WHAT NEEDS TO BE DONE:
Please copy out all lines of the entries that contain the word "approach".

(Saved entries)
—————

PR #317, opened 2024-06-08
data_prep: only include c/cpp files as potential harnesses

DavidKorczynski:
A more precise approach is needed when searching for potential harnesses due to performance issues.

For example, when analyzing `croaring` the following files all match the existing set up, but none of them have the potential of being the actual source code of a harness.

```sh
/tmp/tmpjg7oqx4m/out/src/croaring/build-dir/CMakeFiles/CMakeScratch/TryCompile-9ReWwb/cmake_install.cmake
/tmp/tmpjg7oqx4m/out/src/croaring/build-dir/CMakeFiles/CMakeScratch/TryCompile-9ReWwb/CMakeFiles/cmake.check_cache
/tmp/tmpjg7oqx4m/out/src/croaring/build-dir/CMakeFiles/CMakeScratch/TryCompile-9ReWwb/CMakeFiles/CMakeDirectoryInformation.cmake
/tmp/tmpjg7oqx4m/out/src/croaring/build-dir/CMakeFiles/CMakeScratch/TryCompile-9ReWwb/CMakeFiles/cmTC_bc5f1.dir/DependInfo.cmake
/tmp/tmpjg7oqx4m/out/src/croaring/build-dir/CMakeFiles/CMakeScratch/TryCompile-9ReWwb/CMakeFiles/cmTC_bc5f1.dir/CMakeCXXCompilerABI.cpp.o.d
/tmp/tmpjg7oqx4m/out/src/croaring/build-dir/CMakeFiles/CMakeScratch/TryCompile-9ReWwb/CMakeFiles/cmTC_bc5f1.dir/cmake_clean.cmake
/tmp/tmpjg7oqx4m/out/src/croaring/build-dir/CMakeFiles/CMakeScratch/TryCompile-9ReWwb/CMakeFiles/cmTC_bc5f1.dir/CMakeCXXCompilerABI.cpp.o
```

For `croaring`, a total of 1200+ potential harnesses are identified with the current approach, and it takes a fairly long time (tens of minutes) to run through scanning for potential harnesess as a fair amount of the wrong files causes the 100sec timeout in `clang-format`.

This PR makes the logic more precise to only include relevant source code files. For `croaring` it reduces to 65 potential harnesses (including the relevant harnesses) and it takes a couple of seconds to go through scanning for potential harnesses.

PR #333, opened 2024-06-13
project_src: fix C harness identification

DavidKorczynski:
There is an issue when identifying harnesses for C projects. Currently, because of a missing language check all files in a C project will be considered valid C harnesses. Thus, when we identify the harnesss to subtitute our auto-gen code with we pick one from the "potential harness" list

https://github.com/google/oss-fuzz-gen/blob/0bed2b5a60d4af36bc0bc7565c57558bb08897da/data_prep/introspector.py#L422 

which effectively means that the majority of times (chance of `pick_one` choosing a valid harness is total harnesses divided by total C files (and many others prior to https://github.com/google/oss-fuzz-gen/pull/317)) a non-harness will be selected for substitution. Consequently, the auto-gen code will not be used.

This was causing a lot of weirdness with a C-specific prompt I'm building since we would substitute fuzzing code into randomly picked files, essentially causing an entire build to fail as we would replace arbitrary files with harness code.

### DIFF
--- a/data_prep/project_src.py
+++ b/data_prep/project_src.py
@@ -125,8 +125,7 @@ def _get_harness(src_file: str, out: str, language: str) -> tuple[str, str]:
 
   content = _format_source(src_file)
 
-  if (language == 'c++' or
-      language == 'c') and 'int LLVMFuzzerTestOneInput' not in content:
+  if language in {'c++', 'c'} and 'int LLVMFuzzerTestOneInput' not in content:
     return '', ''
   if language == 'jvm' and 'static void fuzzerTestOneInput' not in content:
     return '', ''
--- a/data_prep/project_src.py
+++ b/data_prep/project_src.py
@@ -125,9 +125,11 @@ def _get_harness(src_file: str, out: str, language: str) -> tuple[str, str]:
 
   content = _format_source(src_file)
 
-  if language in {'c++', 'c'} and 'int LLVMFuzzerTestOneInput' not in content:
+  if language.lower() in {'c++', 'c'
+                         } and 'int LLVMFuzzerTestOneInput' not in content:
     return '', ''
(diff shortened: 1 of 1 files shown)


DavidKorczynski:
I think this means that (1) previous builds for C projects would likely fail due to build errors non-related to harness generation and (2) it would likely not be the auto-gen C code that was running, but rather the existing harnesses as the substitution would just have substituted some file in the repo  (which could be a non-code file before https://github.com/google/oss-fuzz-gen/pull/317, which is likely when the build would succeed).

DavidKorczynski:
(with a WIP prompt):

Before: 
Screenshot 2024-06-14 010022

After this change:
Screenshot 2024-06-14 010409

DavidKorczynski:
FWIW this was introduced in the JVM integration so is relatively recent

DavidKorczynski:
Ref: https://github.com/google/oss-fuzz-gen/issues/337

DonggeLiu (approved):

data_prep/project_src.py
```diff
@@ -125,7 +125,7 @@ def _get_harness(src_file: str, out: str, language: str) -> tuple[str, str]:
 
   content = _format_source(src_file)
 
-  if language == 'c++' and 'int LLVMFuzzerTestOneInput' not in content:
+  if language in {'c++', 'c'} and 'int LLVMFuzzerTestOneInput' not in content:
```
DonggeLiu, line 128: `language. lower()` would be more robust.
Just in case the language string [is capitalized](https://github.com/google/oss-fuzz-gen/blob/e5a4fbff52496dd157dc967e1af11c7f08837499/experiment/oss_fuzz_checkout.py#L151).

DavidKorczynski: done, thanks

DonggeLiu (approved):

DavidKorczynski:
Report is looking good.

—————

TASK RESPONSE:
A more precise approach is needed when searching for potential harnesses due to performance issues.
For `croaring`, a total of 1200+ potential harnesses are identified with the current approach, and it takes a fairly long time (tens of minutes) to run through scanning for potential harnesess as a fair amount of the wrong files causes the 100sec timeout in `clang-format`.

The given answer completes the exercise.